-------- INFORMATION GIVEN --------
PR #597, opened 2018-12-26
Using Forwarded header for scheme if FORWARD_SCHEME env variable is True.

charlie-mtz:
**Description**
Added logic to replace request.scheme with Forwarded HTTP header ([RFC 7239](https://tools.ietf.org/html/rfc7239)) if environment variable FORWARD_SCHEME=True.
--------
WHAT TO PRODUCE: The full listing should be output exactly, line for line.

REPLY TO THE TASK:
PR #597, opened 2018-12-26
Using Forwarded header for scheme if FORWARD_SCHEME env variable is True.

charlie-mtz:
**Description**
Added logic to replace request.scheme with Forwarded HTTP header ([RFC 7239](https://tools.ietf.org/html/rfc7239)) if environment variable FORWARD_SCHEME=True.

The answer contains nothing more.